Most top workers' comp claims executives say that in the current market clients are reluctant to make a change in their TPA unless there is a really significant problem in the operations. Indeed, with the recent plant closings, corporate bankruptcies and the general economic decline, it will be a challenge just to maintain the business, no less expand it. Cost control is probably now the top priority at both TPAs and their clients.
Martino and Replogle argue that this gives Broadspire an advantage in the marketplace.
"We're a fully integrated operation," Replogle notes. Unlike many other TPAs, Broadspire owns and operates most of the services that it offers, like bill review, its core claims operations and, most importantly, its managed care and medical services. Martino and Replogle believe it's the managed care operations that give Broadspire a competitive advantage. Medical costs, for example, continue to rise dramatically even as claims frequency drops.
Crawford's most profitable business segment is its international operations, which Broadspire hopes to leverage with increasing global sales. "Even in countries with national healthcare, we are finding that many employers are now on the health and productivity bandwagon," Martino says. "And, although there are national health services, the medical community is not oriented towards such issues as return-to-work."
He thinks that kind of positioning can give Broadspire an edge. This global direction also offers opportunity in the United States. "What happens if a foreign national employee is injured on the job here?" Martino asks. "They might want to return home, but if it's a serious medical condition, the question becomes whether they can receive proper care there." Crawford's medical services in those countries can provide the kind of help needed in these situations.
Both Replogle and Martino explain that medical issues are often the overriding problem. "Half of all catastrophic claims begin with a medical problem that isn't initially seen as a big problem. We have a decision-support software tool that helps us sort through the interview process to identify the particular cases that have the potential to develop into a catastrophic medical situation. It's a combination of both qualitative and quantitative analysis," Martino says.

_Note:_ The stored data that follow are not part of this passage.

Issue #548, opened 2020-11-25
Add message format validation to incoming pub/sub messages


stbrody:
We should enforce that pub/sub messages match the expected schema for the message type.  Easiest way to implement is probably to define a few json-schemas for the different message types and check that the incoming message conforms to the json-schema in the dispatcher after figuring out the message type from its `typ` field.

PR #601, opened 2020-12-07
Record types

simonovic86:
- add more strict record types
- revert to `delay` in `ceramic.test.ts`


packages/common/src/doctype.ts
```diff
@@ -18,56 +18,85 @@ export enum AnchorStatus {
...
-    proof: CID; // should be CID type
-    path: string;
+export interface RecordHeader {
+    controllers: Array<string>
+    schema?: string
+    tags?: Array<string>
+
+    unique?: string
+
+    [index: string]: any // allow support for future changes
```
PaulLeCam, line 28: Shouldn't future changes update this interface anyways?

packages/common/src/doctype.ts
```diff
@@ -18,56 +18,85 @@ export enum AnchorStatus {
...
 export interface DocParams {
-    metadata?: DocMetadata;
+    metadata?: DocMetadata
     // deterministic is a tri-state. True means means always create the document deterministically,
     // false means always force the document to be unique, undefined means use the default behavior
-    deterministic?: boolean;
+    deterministic?: boolean
 
-    [index: string]: any; // allow arbitrary properties
+    [index: string]: any // allow arbitrary properties
```
PaulLeCam, line 90: Do we want this? Having explicit props would make it easier to know what is supported here.

packages/common/src/utils/doctype-utils.ts
```diff
@@ -2,8 +2,16 @@ import CID from 'cids'
...
+import {
+    AnchorRecord,
+    CeramicRecord,
+    DocMetadata,
+    IpfsApi,
+    RecordHeader,
+    SignedRecord, SignedRecordDTO
+} from "../index"
 import { AnchorStatus, DocState, Doctype, LogEntry } from "../doctype"
+import { DagJWS, DagJWSResult } from "dids/lib"
```
PaulLeCam, line 14: Should import from `dids` rather than `dids/lib` here

PaulLeCam (changes requested):
Nice, thanks for making these changes!
I just spotted one issue with the `dids` import.

packages/common/src/utils/doctype-utils.ts
simonovic86: yep, tnx! 👍

packages/common/src/doctype.ts
simonovic86: I agree. I'll remove it

packages/common/src/doctype.ts
simonovic86: makes sense! I'll update it

packages/common/src/doctype.ts
simonovic86: actually, `DocParams` can have arbitrary properties depending on the doctype (`content` for tile, etc.)

packages/common/src/doctype.ts
simonovic86: I guess we have to leave this for now because of the `nonce` in `TileDoctype`.

packages/common/src/doctype.ts
PaulLeCam: Maybe that could be handled dynamically then? Something like
```ts
DocParams<T> = {
  deterministic?: boolean
  metadata?: DocMetadata
  doctype: T
}
```
This way we could still have an explicit key and type for the doctype-specific params?

simonovic86: @PaulLeCam hm, not sure if that will solve the problem. For example, `TileParams`:

```
interface TileParams extends DocParams {
    content?: Record<string, unknown>;
}
```

packages/common/src/doctype.ts
oed: yeah, this should be flexible

packages/common/src/doctype.ts
PaulLeCam: OK I see, I think we could use method overrides then?
```ts
createDocument('caip10-link', Caip10LinkParams): ...
createDocument('tile', TileParams): ...
...
```

packages/core/src/document.ts
```diff
@@ -124,13 +123,6 @@ class Document extends EventEmitter {
 
     const record = await dispatcher.retrieveRecord(doc._genesisCid)
 
-    let payload
-    if (DoctypeUtils.isSignedRecord(record)) {
-      payload = await dispatcher.retrieveRecord(record.link)
-    } else {
-      payload = record
-    }
```
oed, line 132: Why is this no longer needed?

oed (commented):
Makes sense.

packages/common/src/doctype.ts
simonovic86: The `createDocument` in the API should become something like:

```
createDocument<T extends Doctype, D extends DocParams>(doctype: string, params: D, opts?: DocOpts): Promise<T>;
```

Maybe I didn't get it 🤔  Do you have something else in mind?

packages/core/src/document.ts
simonovic86: I guess it has been refactored before since payload is not being used anymore.

packages/common/src/doctype.ts
PaulLeCam: The issue with `<T extends Doctype, D extends DocParams>` is that `T = TileDoctype` and `D = Caip10LinkParams` would be valid type-wise even though it can create runtime errors, so I think that should be avoided.
With the code I suggested above, having `createDocument('tile', Caip10LinkParams)` would be a compilation error.

PaulLeCam (approved):

packages/common/src/doctype.ts
```diff
@@ -18,56 +18,85 @@ export enum AnchorStatus {
...
+
+    [index: string]: any // allow support for future changes
+}
+
+export type GenesisHeader = RecordHeader
+
+export type GenesisRecord = {
+    header: GenesisHeader
+    data?: any
+    unique?: string
```
stbrody, line 36: unique is duplicated - here and in RecordHeader.  We probably only need the one here, not the one in the header?

packages/common/src/doctype.ts
```diff
@@ -18,56 +18,85 @@ export enum AnchorStatus {
...
+}
+
+export interface UnsignedRecord {
+    id: CID
```
stbrody, line 40: what CID is this?  Is this the records own CID?  That couldn't ever be in the record itself...

EDIT: I believe this is actually the CID of the genesis record.  Basically a proxy for the DocID.  Can we just add a quick comment clarifying that?

packages/common/src/doctype.ts
```diff
@@ -18,56 +18,85 @@ export enum AnchorStatus {
...
-    root: CID;
+    chainId: string,
+    blockNumber: number,
+    blockTimestamp: number,
+    txHash: CID,
+    root: CID,
+}
+
+export interface AnchorRecord {
+    id: CID,
```
stbrody, line 55: Same question as UnsignedRecord - what CID is this?

packages/common/src/doctype.ts
```diff
@@ -18,56 +18,85 @@ export enum AnchorStatus {
...
+    prev: CID,
+    refs?: Array<CID>
```
stbrody, line 57: This refs field isn't actually used anywhere yet, right?  Can we remove it for now until we actually implement logarithmic document syncing?

packages/common/src/utils/doctype-utils.ts
```diff
@@ -143,39 +151,51 @@ export class DoctypeUtils {
      * @param record - Record value
      * @param ipfs - IPFS instance
      */
-    static async convertRecordToDTO(record: any, ipfs: IpfsApi): Promise<any> {
+    static async convertRecordToDTO(record: CeramicRecord, ipfs: IpfsApi): Promise<CeramicRecord> {
```
stbrody, line 154: maybe I'm being overly pedantic here, but I don't actually think any of these new types are DTOs as they don't actually handle serialization/deserialization off the network.  Because typescript's type checking is so loose, even with this change it's possible to load an object off the network and put it into a CeramicRecord even if it doesn't actually conform to the proper format for any of the CeramicRecord types.  Ideally we would perform some type checking on every object we read off the network, but we don't do that yet.  I already filed https://github.com/ceramicnetwork/js-ceramic/issues/548 for the pub-sub messages, we should probably have a corresponding ticket for the CeramicRecords we load off of IPFS.

packages/core/src/__tests__/ceramic.test.ts
```diff
@@ -93,17 +97,12 @@ describe('Ceramic integration', () => {
     }
 
     const findPort = async (start: number, offset: number): Promise<number> => {
-        return await getPort({port: getPort.makeRange(start, start + offset)})
+      return await getPort({port: getPort.makeRange(start + 1, start + offset)})
```
stbrody, line 100: why do we need to add 1 to the start port?

packages/core/src/__tests__/ceramic.test.ts
```diff
@@ -93,17 +97,12 @@ describe('Ceramic integration', () => {
...
     }
 
     ([port1, port2, port3] = await Promise.all([p1Start, p2Start, p3Start].map(start => findPort(start, pOffset))));
     ([ipfs1, ipfs2, ipfs3] = await Promise.all([port1, port2, port3].map(port => createIPFS(buildConfig(tmpFolder.path, port)))));
-    ([p1Start, p2Start, p3Start] = [p1Start, p2Start, p3Start].map(start => start + 1))
-
-    // Wait for all IPFS nodes to be fully started up.
-    await ipfs1.config.getAll();
```
stbrody, line 104: What happens if you replace these calls to getAll() with a single call to delay(1000), and remove the delay calls from the test bodies?  Would be nice to handle this in the generic beforeEach part if possible so it doesn't have to be remember to be done in each individual test.

packages/core/src/document.ts
```diff
@@ -100,7 +99,7 @@ class Document extends EventEmitter {
   /**
    * Loads the Doctype by id
    * @param id - Document ID
-   * @param findHandler - find handler fn
+   * @param handler - find handler
```
stbrody, line 102: I don't think the word 'find' means anything here, let's just drop it

packages/doctype-caip10-link/src/caip10-link-doctype-handler.ts
```diff
@@ -40,12 +48,12 @@ export class Caip10LinkDoctypeHandler implements DoctypeHandler<Caip10LinkDoctyp
...
      * @param state - Document state
      */
-    async applyRecord(record: any, cid: CID, context: Context, state?: DocState): Promise<DocState> {
+    async applyRecord(record: CeramicRecord, cid: CID, context: Context, state?: DocState): Promise<DocState> {
         if (state == null) {
             return this._applyGenesis(record, cid)
         }
 
-        if (record.proof) {
+        if ((record as AnchorRecord).proof) {
```
stbrody, line 56: Can we use the `isAnchorRecord` static function from doctype-utils for this?

stbrody (commented):
Phew, you turned this around so quick I didn't get a chance to review before it was merged!

Overall I think this is a great cleanup!  I have a few minor comments that could be done in a small follow-up commit.  I think the main thing I want to point out though, since this ticket was in the "security fixes" epic, is that none of this actually adds any additional safety at runtime.  Typescript does no type checking at runtime, so when we fetch records out of IPFS, putting them into a `CeramicRecord` type doesn't actually ensure that the data conforms to any of the valid `CeramicRecord` data layouts.  If we want actual input validation on what we're taking off the wire, that would need additional work.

Although gaining new customers is challenging ? basically that means you must take customers away from a competitor ? Broadspire is also looking at acquisition opportunities, another growth option. "The market has been consolidating for years," Martino says. "It's going to be difficult for the smaller players to become big players. Says Replogle, "Some of the smaller players have real cost advantages in the marketplace. But if they have a client base that is not too far afield from us, that could be a good opportunity for us to come in and overlay our model on theirs."
The combination with Crawford, now more than a year old, looks to be working out. "Crawford is the big player in the business and that's an advantage," Replogle adds. "The company posted more than $1 billion in revenue last year. We're excited about the opportunities that we will have."